* Task goal
The reply should contain all of the data below, word for word.

═════ Exercise input ═════

PR #67, opened 2021-12-15
Adding links to navbar

benmenachem:
* Added links from navbar to the recruiter' account settings & create new job form page
* Added the major field to the create new job form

═════

* Expected output
PR #67, opened 2021-12-15
Adding links to navbar

benmenachem:
* Added links from navbar to the recruiter' account settings & create new job form page
* Added the major field to the create new job form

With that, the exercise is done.